Let's take Uber as an example. Uber, the ride-hailing giant, has disrupted the transportation industry by leveraging a robust workflow platform at the heart of its operations. From connecting drivers and riders to managing payments and handling customer support, Uber's entire business model can be conceptualized as a well-designed workflow.
(1) Rider Request and Driver Assignment: When a rider requests a ride through the Uber app, a series of tasks are initiated. These tasks involve finding available drivers in the vicinity, calculating the estimated time of arrival, and selecting the most suitable driver based on various factors such as distance, rating, and availability. This process involves complex algorithms and real-time data processing, all orchestrated through a workflow platform.
(2) Ride Execution: Once a driver is assigned, the workflow transitions into the ride execution phase. This includes tasks such as navigation guidance, tracking the ride's progress, and providing real-time updates to both the rider and the driver. The workflow platform ensures seamless communication and coordination between all parties involved, ensuring a smooth and efficient ride experience.

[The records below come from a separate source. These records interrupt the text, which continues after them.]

PR #137, opened 2018-11-16
make sure to unspend entries in the cache when reorging

emergent-reasons:
As I understand it, the reorg seems to have failed to un-spend some entries.

My best guess was that cached spends were not being included in the un-spend loop of the reorg function.

This is my naive attempt at a solution. Just flush the cache before reorging.

1. Not sure I got the problem right in the first place.
1. It seems there must be a more sophisticated way to include cache spends in the unmark phase, but I couldn't find a way to do it. The code is centered around the content in the block so the flush was an easy way to get the result I wanted.

If this is off-base, any feedback would be appreciated.

### DIFF
--- a/blockchain/utxocache_test.go
+++ b/blockchain/utxocache_test.go
@@ -413,13 +413,10 @@ func TestUtxoCache_Reorg(t *testing.T) {
 	// Spend all spendable outs and confirm with a block.
 	var forkSpendables []*spendableOut
 	b1a, forkSpendables := addBlock(chain, b0, spendableOuts)
-	b2a, forkSpendables := addBlock(chain, b1a, forkSpendables)
+	_, forkSpendables = addBlock(chain, b1a, forkSpendables)
 
-	if err := chain.FlushCachedState(FlushRequired); err != nil {
-		t.Fatalf("unexpected error while flushing cache: %v", err)
-	}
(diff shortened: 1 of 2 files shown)


cpacia:
Hmm. I don't think there's any harm in flushing here but I don't think it addresses the issue you raise as the cache should have the correct values in it regardless of whether a flush was run or not.

blockchain/utxocache_test.go
```diff
@@ -413,13 +413,10 @@ func TestUtxoCache_Reorg(t *testing.T) {
...
-	b2a, forkSpendables := addBlock(chain, b1a, forkSpendables)
+	_, forkSpendables = addBlock(chain, b1a, forkSpendables)
 
-	if err := chain.FlushCachedState(FlushRequired); err != nil {
-		t.Fatalf("unexpected error while flushing cache: %v", err)
-	}
-	assertConsistencyState(t, chain, ucsConsistent, b2a.Hash())
-	assertNbEntriesOnDisk(t, chain, len(forkSpendables))
+	// leave the spent outs in the cache which lets us exercise
+	// un-spending entries both in the db and in the utxocache
```
emergent-reasons: Actually... I'm not sure there are any spent in the DB at this point.

cpacia: yeah I don't think there are any in the db since it hasn't been flushed.

PR #140, opened 2018-11-17
Disconnect bitcoin SV peers

cpacia:


server.go
```diff
@@ -430,6 +430,14 @@ func (sp *serverPeer) OnVersion(_ *peer.Peer, msg *wire.MsgVersion) *wire.MsgRej
 		return nil
 	}
 
+	// Do not allow connections to Bitcoin SV peers
+	if strings.Contains(msg.UserAgent, "Bitcoin SV") {
+		srvrLog.Debugf("Rejecting peer %s for running Bitcoin SV", sp.Peer)
+		reason := fmt.Sprintf("Not Bitcoin Cash node")
+		return wire.NewMsgReject(msg.Command(), wire.RejectNonstandard, reason)
+		return nil
```
emergent-reasons: move this outside?

emergent-reasons:
I fully endorse these fired shots.

server.go
cpacia: oops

(3) Payment and Rating After the ride is completed, the workflow transitions to the payment and rating phase. This involves tasks such as calculating the fare based on distance and time, processing payment transactions securely, and prompting the rider and driver to rate each other. The workflow platform handles these tasks, ensuring accurate billing, secure payments, and valuable feedback for continuous improvement.
(4) Customer Support: In case of any issues or queries, Uber relies on its workflow platform to manage customer support. This involves tasks such as receiving support tickets, routing them to the appropriate teams, and tracking the progress of issue resolution. The workflow platform ensures timely and efficient customer support, maintaining high service standards.
By modeling its core business as a workflow problem, Uber has been able to optimize its operations, enhance user experience, and scale its services globally. The workflow platform acts as the backbone of Uber's business, enabling seamless coordination, automation, and monitoring of tasks throughout the entire lifecycle of a ride.
While Uber is a prime example of a workflow-driven business model, the concept can be extended to various other industries. For instance:
(1) E-commerce companies like HelloFresh heavily rely on workflow platforms to manage order processing, inventory management, fulfillment, and delivery logistics. Workflows ensure smooth coordination between various stakeholders, from order placement to final delivery, while maintaining high efficiency and customer satisfaction.
(2) Food Delivery: Services like UberEats, DoorDash, and Grubhub utilize workflow platforms to manage the entire food delivery process. From receiving orders, assigning delivery drivers, tracking deliveries, and handling payments, workflows ensure the seamless execution of food delivery operations.
(3) Logistics and Supply Chain: Companies involved in logistics and supply chain management, such as DHL and FedEx, employ workflow platforms to handle tasks such as order tracking, warehouse management, shipment routing, and delivery scheduling. Workflows streamline these complex operations, ensuring accurate and timely deliveries.
While data pipelines have undoubtedly revolutionized data processing and analysis, it is important to recognize their limitations and avoid treating them as one-size-fits-all solutions. Mistaking data pipelines for complete workflows can lead to the emergence of anti-patterns, resulting in reduced flexibility, increased complexity, and maintenance challenges. To build effective workflows, organizations should embrace state-based workflow orchestration tools that go beyond the capabilities of data pipelines.